Cabría hacer una acotación, respecto a que mi tránsito por banca y retail ha sido más bien parte de mi práctica en despachos legales, atendiendo carteras diversificadas. Pero entrando en materia si me preguntas cómo se navega entre sectores tan distintos, la clave está en aprender a observar, orientarse y “traducir” riesgos. Por poner de ejemplo los sectores que se mencionaron en la pregunta, lo que en banca es riesgo regulatorio y de cumplimiento, en retail se transforma en riesgo contractual y de cadena de suministro; y cuando llegas a infraestructura energética, todo eso se convierte en riesgo regulatorio y de contraparte soberana, puede incluso migrar a un riesgo político.

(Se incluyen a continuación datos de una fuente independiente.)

PR #102, opened 2016-08-10
Webpack packaging

xbill82:
This PR drops Grunt and sets Webpack as default package bundler for browser use.
Builds are launched via

    npm run build

and builds are dropped into `dist/`.

Built files still need some testing IMHO, since some external libraries are excluded (`noParse: [/wsnode\.js/, /crypto/, /buffer/, /node-uuid/]`) and I'm not sure everything works fine.


package.json
```diff
@@ -27,22 +28,29 @@
     "bluebird": "3.4.1",
     "bufferutil": "^1.2.1",
     "node-uuid": "1.4.7",
+    "ora": "^0.3.0",
     "utf-8-validate": "^1.2.1",
+    "webpack": "^1.13.1",
```
dbengsch: shouldn't webpack be a devDep ?

stafyniaksacha:
LGTM

package.json
xbill82: YEP

dbengsch:
+1

jenow:
+1

PR #108, opened 2016-09-06
KUZ-410: normalize chaining

scottinet:
* `.eslintrc` is now deprecated, using `.eslintrc.json` instead
* Removed chaining capabilities from functions with required callbacks
* Added chaining capabilities to functions with optional callbacks
* Simplified some callback handling, shaving some space from the minified library


src/kuzzle.js
```diff
@@ -588,13 +575,12 @@ Kuzzle.prototype.whoAmI = function (callback) {
...
     callback(null, new KuzzleUser(self.security, response.result._id, response.result._source));
   });
-
-  return self;
 };
 
 /**
  * Gets the rights array of the currently logged user.
  *
+ * @param {object} [options] - Optional parameters
```
ballinette: so the `options` parameter should be removed from the function definition?

scottinet: Fixed.

ballinette: :+1:

ballinette:
Need to clean-up the jsdoc:
remove `@returns {object} this` when the method no longer returns the chaining object.
Add it when the chaining has been added.

Despite of that, :+1: for me ;)

scottinet:
Dang, you're right about jsdoc :-(

It has been updated.

PR #111, opened 2016-09-08
Fix #110: Handle WebSocket close events

### LINKED ISSUE #110: Does not retry connecting through websocket on a connection error
The current implementation of the "onclose" event on a WebSocket connection does not check the [WebSocket close event code](https://developer.mozilla.org/en-US/docs/Web/API/CloseEvent).

This means that if a connection closes with any other code than 1000, the SDK still consider this event as a normal disconnection and does not retry connecting automatically.

scottinet:
Now checks the connection close event code and calls the onError listeners instead of the onDisconnect ones when appropriate.


src/networkWrapper/wrappers/wsbrowsers.js
```diff
@@ -234,4 +232,25 @@ function poke (listeners, roomId, payload) {
...
 }
 
+/**
+ * Called when the connection closes with an error state
+ *
+ * @param {boolean} autoReconnect
+ * @param {number} reconnectionDelay
+ * @param {string|Object} message
+ */
+function onClientError(autoReconnect, reconnectionDelay, message) {
```
ballinette: isn't it possible to factorize a little bit the code btw. wsbrowsers.js and wsnode.js ?
(as far as I can see, only the code of `this.connect()` method has some differences in its syntax)

ballinette:
+1

src/networkWrapper/wrappers/wsbrowsers.js
scottinet: It should be, I separated the two wrappers because I initially thought that there would be more differences than that.

Right now the biggest problem is with webpack, when it tries to package `ws` and other modules that are incompatible with web browsers (crypto and bufferutil).
The only solution I found was to exclude wsnode.js from webpack's analysis. We need to find some way to factorize wsnode and wsbrowsers while preventing webpack to include these modules.

PR #227, opened 2017-06-02
Update MemoryStorage.*scan return value format

scottinet:
# Description

Following the work done in https://github.com/kuzzleio/documentation/pull/281, the returned values of `MemoryStorage.*scan` methods has been changed.

This PR updates the SDK to make it match the new return value format for these methods.

**Note:** this will trigger a patch version update on this SDK (5.0.2), as the published 5.x version is not usable until Kuzzle RC10 is out

### DIFF
--- a/package.json
+++ b/package.json
@@ -1,6 +1,6 @@
 {
   "name": "kuzzle-sdk",
-  "version": "5.0.1",
+  "version": "5.0.2",
   "description": "Official Javascript SDK for Kuzzle",
   "author": "The Kuzzle Team <support@kuzzle.io>",
   "repository": {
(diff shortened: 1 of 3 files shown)


package.json
```diff
@@ -1,6 +1,6 @@
 {
   "name": "kuzzle-sdk",
-  "version": "5.0.1",
+  "version": "5.0.2",
```
ballinette: I thought that package.json should be updated by the release PR, not there ?

scottinet: Yes, but as I stated last week, I plan to merge this PR directly on `master` once it is merged on `5.x`, and to rewrite the tag to make the `5.x` version of this SDK start at 5.0.2 instead of 5.0.0.
So I won't use the release tool and I want to merge this PR as-is, without modifying it before reaching master.

The idea is to avoid major versions jumps, as the `5.x` version has to be released before Kuzzle RC10. It is currently unusable anyway, until RC10 is released.

ballinette: ok

PR #232, opened 2017-06-16
Add SDK version into volatile

samniisan:
- Adds the current version of the SDK into volatile for every Kuzzle query.
- Modified webpack config to integrate the version at build time.

### DIFF
--- a/src/Kuzzle.js
+++ b/src/Kuzzle.js
@@ -62,7 +62,7 @@ function Kuzzle (host, options, cb) {
         'queryError',
         'discarded'
       ],
-      writeable: false
+      writable: false
     },
     queuing: {
       value: false,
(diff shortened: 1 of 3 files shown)


src/Kuzzle.js
```diff
@@ -198,6 +198,10 @@ function Kuzzle (host, options, cb) {
       value: undefined,
       enumerable: true,
       writable: true
+    },
+    sdkVersion: {
+      value: (typeof SDKVERSION === 'undefined') ? JSON.parse(require('fs').readFileSync('package.json', {encoding: 'utf-8'})).version : SDKVERSION,
```
scottinet: You can require a JSON file directly:

`value: (typeof SDKVERSION === 'undefined') ? require('../package.json').version : SDKVERSION`

samniisan: Done

PR #233, opened 2017-06-16
Allow paginated search using ES's search_after in SearchResult:fetchNext

samniisan:
## Introduces
- Way to use ES's search_after if conditions are met when calling SearchResult:fetchNext (better than using scrolls, bypasses the default search limit count)

## Related issue
https://github.com/kuzzleio/kuzzle/issues/856

## Boyscoot
- Updates README.md (typos / various)

### DIFF
--- a/README.md
+++ b/README.md
@@ -22,7 +22,7 @@ You can access the Kuzzle repository on [Github](https://github.com/kuzzleio/kuz
 
 ## Basic usage
 
-Follow [Kuzzle Guide](http://docs.kuzzle.io/guide/getting-started/#sdk-play-time)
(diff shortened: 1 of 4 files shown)


benoitvidis:
@scottinet I agree on the scroll precedence that should not be overridden but to me, the user already has a way to specify he wants to use `scroll` over `search_after`, just by setting the `scroll` parameter in his search query.

scottinet:
Simple enough: this means `search_after` is only applied if `scrollId` is not set.

This requires some documentation though, but other than that, that's fine by me.

samniisan:
PR updated, scroll is now prioritized as long as the user specifies a scroll param.

PR #238, opened 2017-07-04
Login: move "expiresIn" option from request.body to request root attribute

ballinette:
fix https://github.com/kuzzleio/kuzzle-sdk/issues/39


src/Kuzzle.js
```diff
@@ -523,11 +526,11 @@ Kuzzle.prototype.login = function (strategy) {
 
   if (typeof credentials === 'object') {
     Object.keys(credentials).forEach(function (key) {
```
dbengsch: The body could just be set to credentials instead of copying it property by property

ballinette: done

De la banca se adquiere mucho sobre disciplina de gobierno corporativo, la lectura fina de cláusulas financieras y visión de “blindaje” ante escenarios de estrés sistémico. Por su parte en el retail se desarrolla y se pone a prueba incluso la agilidad para negociar con múltiples contrapartes, la sensibilidad al riesgo reputacional y la capacidad de estructurar operaciones estandarizadas pero escalables.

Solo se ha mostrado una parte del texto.